Cell Cycle and Mitosis

• Cell division's purpose in unicellular organisms is reproduction. In multicellular organisms, it's for growth, repair, and development.
• Chromosomes are organized into chromatin and contain genes.
• Chromatin condenses into chromatids, linked via a centromere.
• Gametes are sex cells (sperm/egg). Somatic cells are non-sex cells.
• Homologous chromosomes are paired chromosomes. Sister chromatids are identical copies.
• Interphase involves cell growth and DNA replication (G1, S, G2 phases).
• M phase (Mitosis) is the process of cell division
• Mitosis involves prophase, metaphase, anaphase, and telophase
• Cytokinesis is the division of the cytoplasm and organelles.
• Differences in Cytokinesis in animal cells involve a cleavage furrow. In plant cells, a cell plate forms.

Cell Cycle Control and Cancer

• Cell-cycle checkpoints regulate the progression through the cell cycle, ensuring proper DNA replication and repair. They identify and correct genetic damage.
• Malfunction at checkpoints can lead to uncontrolled cell division, contributing to cancer development
• Factors influencing whether a cell enters G0 phase include growth factors, cell density, and nutrients.
• G0 is a non-dividing phase; cells can re-enter the cell cycle later.

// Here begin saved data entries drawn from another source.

Issue #10990, opened 2026-07-23
Old PRs need a branch update following the link-checker switch


chalin:
#10911 switched the site's link checking from htmltest to Lychee and deleted `static/refcache.json`. PR branches created before then still carry the old wiring, which can cause CI failures unrelated to the PR's changes.

## What to do

> [!NOTE]
>
> All affected PRs have received a comment, including details for PRs that need different handling (such as a rebase). See your PR's comment for the exact steps to follow.

In general, update your PR branch over the latest `main` as follows.

- If your PR page offers an **Update branch** button, click it. Done.
- Otherwise, merge from the command line — with [`upstream` pointing to this repo](https://opentelemetry.io/docs/contributing/pull-requests/#clone-and-set-upstream):

  ```sh
  git fetch upstream
  git merge upstream/main
  ```

  If git reports `CONFLICT (modify/delete): static/refcache.json`, accept the deletion and finish the merge:

  ```sh
  git rm static/refcache.json
  git commit --no-edit
  git push
  ```

  For any other conflicts, see [Merge conflicts and rebasing](https://opentelemetry.io/docs/contributing/pull-requests/#merge-conflicts-and-rebasing) — GitHub's web editor can't resolve this kind of conflict, so use the command line.

- Stuck? Comment on your PR and a maintainer can help.

If `CHECK LINKS` fails after you update, see [`BUILD` and `CHECK LINKS`](https://opentelemetry.io/docs/contributing/pr-checks/#build-and-check-links).

The `FILENAME check` now flags PRs that edit or restore `static/refcache.json` — the usual sign of a stale branch (#10993). Questions? Ask here.

chalin:
Closing as resolved: the post-switch update wave is behind us, and the `FILENAME check` (#10993) now flags stale branches automatically. This issue intentionally stays as the permanent reference — the check's error message and the [PR checks docs](https://opentelemetry.io/docs/contributing/pr-checks/) link here, and the update instructions above remain current.

Landing here from a failed check? Follow the steps above; if you're stuck, comment on your PR and a maintainer will help.

PR #10991, opened 2026-07-23
Add STALE BRANCH check for pre-Lychee-switch PR branches

chalin:
- Contributes to #10990
- Extends the Files workflow with a `STALE BRANCH check` job that fails when the PR head still has `static/refcache.json` (deleted by the Lychee switch, #10911), giving authors a named failure with a pointer to the update-or-rebase instructions in #10990 — instead of confusing link-check errors.
- Inspects the PR head rather than the merge preview, since a clean merge resolves main's deletion and would mask the staleness; skipped in merge groups, which have no PR head.
- Keeps the `/fix` stale-branch guard (#10970): this check *informs* authors, while the guard *prevents* the bot from committing to the resurrected cache when `/fix` is run on a stale branch — which a red check makes more likely, not less. Both self-retire once pre-switch branches age out (TODO(2026-08)).


chalin:
Check signal proven live on this PR, both ways:

- **Red** — head carrying `static/refcache.json` (ffe3302): [STALE BRANCH check ❌](https://github.com/open-telemetry/opentelemetry.io/actions/runs/30021333246/job/89254506814), with annotation: _"This branch predates the Lychee link-checker switch (#10911) — it still has static/refcache.json. Update your branch over main, accepting main's deletion of that file. For step-by-step instructions, see #10990."_
- **Green** — file removed again (d8e1186): [STALE BRANCH check ✅](https://github.com/open-telemetry/opentelemetry.io/actions/runs/30021484833/job/89255039958)

The two `Red-proof` commits are that demonstration pair — they cancel out tree-wise and disappear at squash-merge.

chalin:
Closing in favor of a leaner approach that extends the existing FILENAME check (which already runs on both the PR merge preview and the merge queue) with a data-driven obsolete-paths list and per-file guidance messages — no new CI job needed.

Keeping this PR closed-but-in-history as a possible alternative: a head-checkout job like this one is the only variant that can flag stale-but-cleanly-merging branches proactively, should that signal ever prove necessary.

PR #11009, opened 2026-07-24
Add whatbroke to the registry

arthi-arumugam-git:
Adds whatbroke to the registry as a utilities entry. It is a CLI I built that diffs an AI agent's behavior between two runs, and since v0.3.0 it imports OTLP JSON span exports that follow the GenAI semantic conventions. MIT licensed, TypeScript, published on npm as whatbroke-cli.


data/registry/tools-js-whatbroke.yml
```diff
@@ -0,0 +1,27 @@
+# cSpell:ignore whatbroke arthi arumugam
```
vitorvasc:
```suggestion
# cSpell:ignore whatbroke arthi arumugam genai
```

vitorvasc (commented):
Could you also run the `npm run fix:link-cache` script locally and commit the results?

Thanks!

arthi-arumugam-git:
Thanks for the `genai` suggestion, that was the SPELLING failure exactly: the word list is `caseSensitive: true`, so the lowercase tag never matched `GenAI`. Applied in b264c4e. Thanks also for merging main into the branch.

On the link cache, I ran `/fix:link-cache` twice rather than locally, and it could not converge. The cause was the `docs` URL in my entry, `https://github.com/arthi-arumugam-git/whatbroke#readme`. In the CHECK LINKS job it resolved 200 at 11:09:28 UTC and the entry was written into the generated cache. In the `/fix:link-cache` run 15 minutes later, lychee reported `Cannot find fragment` for that same URL, exited 2, and so never wrote it. That is why the verify job kept seeing a stale cache while the fix run had nothing to apply. A GitHub repository landing page does not reliably render a `readme` anchor, so that fragment is a coin flip, and running it locally as you suggested would have hit the same error.

Fixed by dropping the fragment and pointing `docs` at the README directly:

```yaml
docs: https://github.com/arthi-arumugam-git/whatbroke/blob/main/README.md
```

That URL returns 200 and has nothing to resolve. I have also merged main again, since the generated cache had picked up one unrelated entry while the branch sat behind.

Happy to use a different `docs` value if you would rather.

vitorvasc (approved):

PR #10993, opened 2026-07-23
FILENAME check: data-driven checker with per-path guidance

chalin:
- Contributes to #10990; supersedes #10991 (closed). The `FILENAME check` already runs on the merge preview and merge queue — no new CI job needed.
- Replaces the four shell one-liners behind `check:filenames` / `fix:filenames` with a tested, data-driven script (`scripts/validate/filenames/`) that enforces both rules — kebab-case names and no obsolete paths:
  - Each obsolete-path entry carries its own guidance message, emitted as a per-file error annotation.
  - `--fix` validates the full rename plan before deleting or renaming anything, refusing destination collisions and renaming deepest-first.
- Docs: `static/refcache.json` added to the "Obsolete files and folders" list with stale-branch guidance.

Red/green proven live — [proof comment](https://github.com/open-telemetry/opentelemetry.io/pull/10993#issuecomment-5060917444). **Preview**: [PR checks: FILENAME check](https://deploy-preview-10993--opentelemetry.netlify.app/docs/contributing/pr-checks/#filename-check)

PR #11011, opened 2026-07-24
Revert "Guard against pre-Lychee-switch PR branches using `/fix:*` (#10970)"

chalin:
- Reverts #10970 (`git revert 2728c8fbf`): removes the `/fix` stale-branch guard, its patch-report plumbing, and tests.
- The guard never fired: 220 pr-actions runs and 6 real `/fix` executions since merge, zero declines.
- Coverage is already in place:
  - All affected PRs got recovery instructions in the #10990 sweep; the cohort is dormant and shrinking (91 → 51 open).
  - FILENAME (#10993) guards the re-add class, not this one: stale branches fail as merge conflicts, where checks don't run.
- Why now: the revert is still clean, and upcoming pr-actions work touches these files.
- Residual risk (`/fix` on a stale branch): recovery is documented in #10990; if it ever bites, the right shape is a branch-update action, not a guard.

### DIFF
--- a/.github/workflows/pr-actions.yml
+++ b/.github/workflows/pr-actions.yml
@@ -96,7 +96,6 @@ jobs:
       action_exit_status: ${{ steps.patch.outputs.action_exit_status }}
       patch_name: pr-fix-${{ github.run_id }}
       patch_skipped: ${{ steps.patch.outputs.patch_skipped }}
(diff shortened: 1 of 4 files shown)


jaydeluca (approved):

chalin:
From Copilot:

> Confirmed: all four files are byte-for-byte identical to their state immediately before #10970 (matching blob SHAs). This is an exact revert with no unrelated changes.

PR #11076, opened 2026-07-28
[fr] Update Java agent pages to match English

0xdorian-sm:
Part of #8777. Second lot after #11075 (Python).

Resyncs eight French pages under `zero-code/java` with their English sources and clears their `drifted_from_default` flags.

### Content changes, per upstream

- Bumps the cascaded versions to instrumentation 2.30.0 / otel 1.64.0 and adds the new `contrib` version.
- `api`: `GlobalOpenTelemetry.get()` becomes `getOrNoop()`.
- `getting-started`: translates the new **Declarative configuration** section.
- `server-config`: translates the new Tomcat installation paths (package-managed, download, Windows service) and the new **Enable predefined JMX metrics** section.
- `disable`: refreshes the instrumentation table, which gained **21 entries** (Activej, Avaje Jex, Alibaba Druid, ElasticJob, Iceberg, Elasticsearch API client, Failsafe, Helidon, Java HTTP Server, JFinal, NATS, OpenAI, OpenSearch, Payara, Powerjob, Spring Boot Actuator Autoconfigure, Spring Cloud AWS, and others), bumps the page weight to 12, and extends the cSpell list accordingly.
- Converts the remaining `alert` shortcodes on these pages to GitHub-style callouts.

English heading anchors are preserved, per the French localization convention.

### Scope

The Java lot is split so it stays reviewable. Still to come: `agent/extensions.md` (large enough to deserve its own PR) and the `spring-boot-starter/` pages.

### Note

I still cannot run `npm run fix:format` locally (no Node on this machine), so please flag any Prettier complaints from CI and I will push a fixup right away. The `disable` table rows were regenerated from the English source at identical column widths, so they should be stable.

/cc @dmathieu

PR #11075, opened 2026-07-28
[fr] Update zero-code/python pages to match English

0xdorian-sm:
Part of #8777.

Resyncs the six French `zero-code/python` pages with their English sources and clears their `drifted_from_default` flags.

### Content changes, per upstream

- **Logging config**: replaces `OTEL_PYTHON_LOGGING_AUTO_INSTRUMENTATION_ENABLED` with `OTEL_PYTHON_LOG_AUTO_INSTRUMENTATION` and `OTEL_PYTHON_LOG_CODE_ATTRIBUTES`, keeping the pre-1.40.0 note.
- Adds `OTEL_PYTHON_AUTO_INSTRUMENTATION_EXPERIMENTAL_GEVENT_PATCH` and the new *gevent applications* section on the operator page.
- Translates the new **Pre-fork server issues** section, including the workarounds table and the Gunicorn/UvicornWorker, programmatic auto-instrumentation, Prometheus and single-worker options.
- Translates the new **Sanitization of captured headers** section and extends the list of supported HTTP instrumentations.
- Converts the two `alert` shortcodes to GitHub-style callouts.
- Adds the `collector_vers` cascade to `content/fr/docs/zero-code/python/_index.md` so `logs-example` can resolve the `param` shortcode, and pins the collector image accordingly.

### Drive-by fix

`logs-example` told readers to save the collector config as `otel-collector-config.yaml` but then mounted `otel-collector-config.yml`, so the documented `docker run` command could not work as written.

English heading anchors are preserved, per the French localization convention.

### Note

I could not run `npm run fix:format` locally (no Node on this machine), so please flag any Prettier complaints from CI and I will push a fixup right away.

/cc @dmathieu

PR #9529, opened 2026-03-30
Java agent extensions - Writing extensions

jaydeluca:
- [x] I have read and followed the [Contributing](https://opentelemetry.io/docs/contributing/) docs, especially the "**First-time contributing?**" section.
- [x] This PR has content that I did not fully write myself.
  - [x] I used AI and I have read and followed the [Generative AI Contribution Policy](https://github.com/open-telemetry/community/blob/main/policies/genai.md).
- [x] I have the experience and knowledge necessary to understand, review, and validate all content in this PR.[^I-know-my-stuff]

[^I-know-my-stuff]:
    Yes, I can answer maintainer questions about the content of this PR, without using AI.

---

Deployment Preview: https://deploy-preview-9529--opentelemetry.netlify.app/docs/zero-code/java/agent/extensions/

Following #9329 

This is part of breaking down #8264 into smaller pieces for easier review

There will be ~2 more parts following this one (writing custom instrumentation, muzzle and other)

PR #9329, opened 2026-03-03
Java Agent Extensions Rewrite - Part 1

jaydeluca:
- [x] I have read and followed the [Contributing](https://opentelemetry.io/docs/contributing/) docs, especially the "**First-time contributing?**" section.
- [x] This PR has content that I did not fully write myself.
  - [x] I used AI and I have read and followed the [Generative AI Contribution Policy](https://github.com/open-telemetry/community/blob/main/policies/genai.md).
- [x] I have the experience and knowledge necessary to understand, review, and validate all content in this PR.[^I-know-my-stuff]

[^I-know-my-stuff]:
    Yes, I can answer maintainer questions about the content of this PR, without using AI.

---

Related to #8264 which is in a good place but is unreasonable large, so I decided to break it into smaller pieces for easier review.

I plan on breaking it into three PRs:

- Quick start and how to load and use extensions (this PR)
- Writing Extensions and custom instrumentation
- Other (muzzle, troubleshooting, misc)

The code snippets are synced from the [examples repo](https://github.com/open-telemetry/opentelemetry-java-examples/tree/main/doc-snippets/extensions-minimal)

Deploy Preview: https://deploy-preview-9329--opentelemetry.netlify.app/docs/zero-code/java/agent/extensions/

PR #11077, opened 2026-07-28
[fr] Translate the rewritten Java agent extensions guide

0xdorian-sm:
Part of #8777. Third lot, after #11075 (Python) and #11076 (Java agent).

Upstream rewrote and greatly expanded this page in #9329, #9263 and #9529 — it went from 56 to 815 lines. The French page was still the old 56-line version, so this is a **translation of the new guide**, not a resync.

### What is translated

- The new introduction and the **Quick start**.
- **Using extensions**: runtime loading (single, multiple, directory, mixed paths), how extension loading works, and embedding extensions in the agent including the `extendedAgent` Gradle task.
- **Writing extensions**: dependency scopes (`compileOnly` vs `implementation`), extension points overview, configuration access and naming conventions, and `@AutoService`.
- The **extension point reference** for `AutoConfigurationCustomizerProvider`, `InstrumenterCustomizerProvider`, `ConfigurablePropagatorProvider`, `ConfigurableSamplerProvider` and `ResourceProvider`.

### Care taken with code blocks

The eight blocks under a `<?code-excerpt?>` directive are left **byte-identical** to the English source, so they keep matching their example projects and the excerpt check stays green. I verified this programmatically after writing the page. Comments are translated only in blocks that are *not* excerpt-verified, where they are part of the explanation rather than of a checked sample.

English heading anchors are preserved on all 32 headings, per the French localization convention, and both tables are column-aligned.

### Note

I still cannot run `npm run fix:format` locally (no Node on this machine), so please flag any Prettier complaints from CI and I will push a fixup right away.

/cc @dmathieu

### DIFF
--- a/content/fr/docs/zero-code/java/agent/extensions.md
+++ b/content/fr/docs/zero-code/java/agent/extensions.md
@@ -5,56 +5,822 @@ description:
   Les extensions ajoutent des capacités à l'agent sans avoir à créer une
   distribution séparée.
 weight: 300
-default_lang_commit: 3d179dbe1270b83aafff0d3b6aa3311afd482649
-drifted_from_default: true
+default_lang_commit: cb8364effee3fd3f2dc33c15da7c47bde0432122
+cSpell:ignore: Customizer Dotel myextension
 ---
+
+<!-- markdownlint-disable blanks-around-fences -->
+<?code-excerpt path-base="examples/java/extensions-minimal"?>
 
 ## Introduction {#introduction}
 
-Les extensions sont conçues pour surcharger ou personnaliser l'instrumentation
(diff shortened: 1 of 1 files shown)


chalin:
Thanks for your interest in OpenTelemetry. Per our [first-time contributor policy](https://github.com/open-telemetry/opentelemetry.io/issues/11243), we are closing first-timer issues and PRs that don't comply with it; in particular, keep to a **single** open contribution at a time. Also note that the issues these PRs reference are CI/infra tasks reserved for maintainers, not `good first issue` items. This closure is about process, not the merit of the change; see the policy for how to proceed, and note that we may reopen this later if capacity allows.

Meiosis and Sexual Reproduction

• Asexual reproduction results in genetically identical offspring.
• Sexual reproduction leads to genetically diverse offspring.
• Genetic variation through meiosis is crucial for adapting to changing environments.
• Meiosis involves two divisions creating four haploid cells from a diploid cell.
• Key genetic terms include allele, phenotype, genotype, loci, genome, and Punnett squares.
• Different processes in meiosis lead to variation (i.e. independent assortment, crossing over).
• Review steps of fertilization and how ploidy changes.

Complex Inheritance Patterns and Human Genetics

• Human genetics is impacted by factors like incomplete dominance, codominance, multiple alleles, pleiotropy, and epistasis.
• Multiple alleles affect phenotypes in a complex way.
• Sex-linked alleles affect traits differently in males and females.
• Monohybrid and dihybrid crosses predict genetic outcomes.
• Pedigree analysis traces inheritance patterns in families.
• Diseases (like sickle cell) are sometimes associated with multiple recessive and dominant factors.